Our control strategy makes use of the Procrustes action defined at scale \(r^*(t)\), i.e. \(\mathbf{T}_g(t,r^*(t))\). We defined our control law as the new term in the time-ordered product of (4): \[ \mathbf{U}_g(t)=\exp{(\log{(\mathbf{T}_g(t,r^*(t))})\mathrm{d}t)}. \tag{12} \] This results in the state equation of \(\mathbf{X}(t)\) (for each individual \(\mathbf{x}_m(t) \in \mathbf{X}(t)\)) \[ {\mathbf{x}}^h_m(t)=\frac{1}{G}\sum_{g}^{G}\mathcal{T}\{\prod_{t_0}^{t}(\mathbf{U}_g(t))^{\delta_g(m,r^*(t))}\}\mathbf{x}^h_m(t_0,r^*(t_0)), \tag{13} \] with \(r^*(t)\) updated as in (11).
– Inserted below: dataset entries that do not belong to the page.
PR #177, opened 2018-12-08
Allen/change now plugin

ahujsak:


src/modules/swap/changenow-plugin.js
```diff
@@ -207,7 +192,12 @@ function makeChangeNowTools (env): EdgeSwapTools {
                 const quoteReply = await get(estQuery)
                 console.log('CN: Quote Reply', quoteReply)
                 if (quoteReply.error === 'out_of_range') {
-                  throw new SwapOutOfRangeError(swapInfo, nativeMin, nativeMax)
+                  if (lt(quoteParams.from, item.min.toString())) {
+                    throw new SwapBelowLimitError(swapInfo, nativeMin)
+                  }
+                  if (gt(quoteParams.from, item.max.toString())) {
+                    throw new SwapAboveLimitError(swapInfo, nativeMax)
+                  }
```
swansontec: This should just be an `else` case.

PR #191, opened 2019-01-20
Fix getTransactions for tokens in accountbased

paullinator:
state.gotTxs was a single boolean for all tokens in a wallet. This could cause only a single token's transactions to get read from the currency plugin. If a future call to getTransactions is called for a different token, Core won't call getTransactions for that token. This bug was hidden because only the ethereum plugin had tokens and it would always update the Core with all transactions upon boot. accountbased is optimized to only load transactions once getTransactions is called.

Fix is to make state.gotTxs a boolean map by currencyCode


swansontec:
Just waiting for Travis now.

PR #195, opened 2019-01-29
Add an `EdgeContext.close` method

swansontec:
As it says on the tin.


src/modules/account/account-reducer.js
```diff
@@ -278,7 +278,11 @@ const account = buildReducer({
 export const accountReducer = filterReducer(
   account,
   (action: RootAction, next: AccountNext) => {
-    if (/^ACCOUNT_/.test(action.type) && action.payload.accountId === next.id) {
+    if (
+      /^ACCOUNT_/.test(action.type) &&
+      action.payload &&
```
swansontec: Should be `action.payload != null`. Oops.

PR #198, opened 2019-02-04
William/combine plugins

swansontec:
This is a non-breaking change. It moves the plugin management into a central location to reduce code duplication.

### DIFF
--- a/src/modules/plugins/plugins-actions.js
+++ b/src/modules/plugins/plugins-actions.js
@@ -1,0 +1,53 @@
+// @flow
+
+import { downgradeDisklet } from 'disklet'
+import { type Dispatch } from 'redux'
+
+import {
+  type EdgeCorePlugin,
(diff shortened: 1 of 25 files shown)


src/modules/plugins/plugins-actions.js
```diff
@@ -0,0 +1,53 @@
...
+  } catch (error) {
+    dispatch({ type: 'CORE_PLUGINS_FAILED', payload: error })
+  }
+
+  // Add the built-in swap plugins:
+  payload.changelly = changellyPlugin
+  payload.changenow = changenowPlugin
+  payload.faast = faastPlugin
+  payload.shapeshift = shapeshiftPlugin
+
```
kylanhurt: Does HERC need to be added to this list now?

swansontec: I don't think so, since that plugin lives in another repo.

PR #213, opened 2019-03-05
Update index.js.flow

wolverineks:


wolverineks:
Not sure if this file is created automatically, but it looks like the new core plugin functions should be here to make flow happy

index.js.flow
```diff
@@ -12,6 +12,8 @@ import {
 
 export * from './src/types/types.js'
 
+declare export function addEdgeCorePlugins(): mixed
```
swansontec: Good catch, but we need to set up the parameter type here.

swansontec:
Cherry-picked, adjusted, & merged.

swansontec:
Published in v0.15.4.

PR #216, opened 2019-03-18
Throttle callbacks on a global level

paullinator:
This ensures that multiple wallets do not hammer the GUI with simultaneous callbacks, especially at startup.

### DIFF
--- a/src/util/updateQueue.js
+++ b/src/util/updateQueue.js
@@ -1,0 +1,62 @@
+// @flow
+
+// How often to run jobs from the queue
+let QUEUE_RUN_DELAY = 500
+
+// How many jobs to run from the queue on each cycle
+let QUEUE_JOBS_PER_RUN = 3
+
+type UpdateQueue = {
+  id: string,
+  action: string,
+  updateFunc: Function
+}
+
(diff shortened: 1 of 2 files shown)


src/util/updateQueue.js
```diff
@@ -0,0 +1,64 @@
...
+  setTimeout(() => {
+    const numJobs =
+      QUEUE_JOBS_PER_RUN < updateQueue.length
+        ? QUEUE_JOBS_PER_RUN
+        : updateQueue.length
+    if (numJobs) console.log('Core Queue running more jobs...')
+    for (let i = 0; i < numJobs; i++) {
+      if (updateQueue.length) {
+        const u = updateQueue.shift()
+        console.log(`Core Job: ${u.id} ${u.action}`)
```
swansontec: This logging makes me sad. I should be able to run the unit tests, and only see green check marks, not random debug stuff interleaved. If it's important enough to log, use the `io.console.log`. If it's not important enough to log, please remove it.

paullinator: Good catch. The logging wasn't meant to be there. forcepushed the remove of those. Thx.

PR #219, opened 2019-03-23
Cache the public keys per wallet

swansontec:


swansontec:
Tested on my phone and on the iOS simulator - we are no longer calling `derivePublicKeys` on subsequent loads.

PR #237, opened 2019-07-20
Add otherParams (from currencyPlugin) to EdgeTransaction

kylanhurt:
Allow currency-plugins to add data to `otherParam` that pass through to core (and GUI), specifically for debugging info (inputs, outputs, satoshis, etc)


swansontec:
Tests failing due to `yarn audit`, which is fixed separately. We should really fix the Travis script not to care about this, now that GitHub also includes this feature natively.

PR #239, opened 2019-07-31
Allow importPrivateKey to be sync

kylanhurt:


swansontec:
Our long-term goal is to make all plugin methods async, so we can run plugins inside Web Workers or something like that.

PR #1362, opened 2021-05-26
Update e2e to support globalnet 2.0 changes in future PRs

sridhargaddam:
This PR does not modify the e2e tests as such but modifies the
way connector Pods are scheduled. This will allow us to modify
tests easily for Globalnet 2.0 use-case validation.

### DIFF
--- a/test/e2e/redundancy/gateway_failover.go
+++ b/test/e2e/redundancy/gateway_failover.go
@@ -25,7 +25,6 @@ import (
 	. "github.com/onsi/gomega"
 	"github.com/submariner-io/shipyard/test/e2e/framework"
 	"github.com/submariner-io/shipyard/test/e2e/tcp"
-	"github.com/submariner-io/submariner/test/e2e/dataplane"
 	v1 "k8s.io/api/core/v1"
 	"k8s.io/apimachinery/pkg/types"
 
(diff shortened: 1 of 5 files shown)


test/e2e/redundancy/gateway_failover.go
```diff
@@ -25,6 +25,7 @@ import (
 	. "github.com/onsi/gomega"
 	"github.com/submariner-io/shipyard/test/e2e/framework"
 	"github.com/submariner-io/shipyard/test/e2e/tcp"
+	"github.com/submariner-io/submariner/test/e2e/dataplane"
```
tpantelis: We don't want the `redundancy` package referencing `dataplane` as that will cause the ginkgo test specs to get pulled in as well. Perhaps we should put the new functions in shipyard as well? Will we need `tcp.RunConnectivityTest` anymore?

tpantelis (changes requested):

test/e2e/redundancy/gateway_failover.go
sridhargaddam: Done

test/e2e/framework/resources.go
```diff
@@ -0,0 +1,142 @@
+/*
```
tpantelis: _resources.go_ -> _dataplane.go_?

tpantelis (changes requested):

test/e2e/framework/resources.go
sridhargaddam: Done

tpantelis (approved):

vthapar (approved):

Issue #1331, opened 2021-05-14
Use the event handler in the Globalnet GatewayMonitor


tpantelis:
**What would you like to be added**:

The Globalnet GatewayMonitor has overlap with the event handler Controller so we should use the latter for the gateway transition logic.

**Why is this needed**:

Code reuse.

mkolesnik:
@astoycos ping

PR #1363, opened 2021-05-26
Add Globalnet v2 gateway monitor

tpantelis:
Based on the previous one and starts the `GlobalEgressIP` and `ClusterGlobalEgressIP` controllers.

### DIFF
--- a/pkg/globalnet/controllers/gateway_monitor.go
+++ b/pkg/globalnet/controllers/gateway_monitor.go
@@ -1,0 +1,429 @@
+/*
+SPDX-License-Identifier: Apache-2.0
+
+Copyright Contributors to the Submariner project.
+
+Licensed under the Apache License, Version 2.0 (the "License");
+you may not use this file except in compliance with the License.
+You may obtain a copy of the License at
+
+    http://www.apache.org/licenses/LICENSE-2.0
+
+Unless required by applicable law or agreed to in writing, software
+distributed under the License is distributed on an "AS IS" BASIS,
+WITHOUT WARRANTIES OR CONDITIONS OF ANY KIND, either express or implied.
+See the License for the specific language governing permissions and
+limitations under the License.
+*/
+package controllers
+
+import (
+	"fmt"
+	"os"
+	"strings"
+
+	"github.com/pkg/errors"
+	"github.com/submariner-io/admiral/pkg/log"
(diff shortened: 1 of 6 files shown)


pkg/globalnet/controllers/gateway_monitor.go
```diff
@@ -0,0 +1,429 @@
...
+	gatewayMonitor := &gatewayMonitor{
+		baseController: newBaseController(),
+		spec:           spec,
+		isGatewayNode:  false,
+		remoteSubnets:  stringset.NewSynchronized(),
+	}
+
+	var err error
+
+	gatewayMonitor.ipt, err = iptables.New()
```
mangelajo, line 56: Can we use the event handler architecture in here?.

In the case of OVN we have the chance of eventually creating an OVN-specific version of the handler which would not be iptables based. Also would smoothen the transition to other architectures like nftables eventually.

mangelajo, line 56: Can we use the event handler architecture in here?.

In the case of OVN we have the chance of eventually creating an OVN-specific version of the handler which would not be iptables based. Also would smoothen the transition to other architectures like nftables eventually.

mangelajo (changes requested):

Note that the update rule in (11) needs an initial value of \(r^*(t_0)\) and \(w(t_0,r')\). We propose \(w(t_0,r')=1\,\forall r'\), which is equivalent to assuming equal LRB at all scales \(r'\). Our initial estimation of \(r'\) takes the minimum at the initial time instant, that is \(r^*(t_0)={\arg \min}_r(q(t_0,r))\). Note that, for the update of \(r^*(t)\), the partial derivative of \(q(t,r^*(t))\) in (11) needs to be evaluated only at \(r^*(t)\). This avoids the need to compute \(q(t,r)\) in (10) for all \(r\) except for the neighbourhood of \(r^*(t)\), contributing to the cost-effectiveness of our method. Furthermore, the rest of the method relies on matrix operations and SVD decomposition, further enhancing its low-cost nature, as it will be illustrated in the experiments section.